Start of Record extracts

Issue #181, opened 2020-03-06
UCP: Replace momentjs with dayjs


breeswish:
## Description

Momentjs has some major problems like mutable API and heavy bundle size. We can switch to dayjs, which is also supported by ant design.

End of Record extracts

**Work to complete:** What lines of the material above include "dayjs"? Copy each one.

**Final answer:**
UCP: Replace momentjs with dayjs
Momentjs has some major problems like mutable API and heavy bundle size. We can switch to dayjs, which is also supported by ant design.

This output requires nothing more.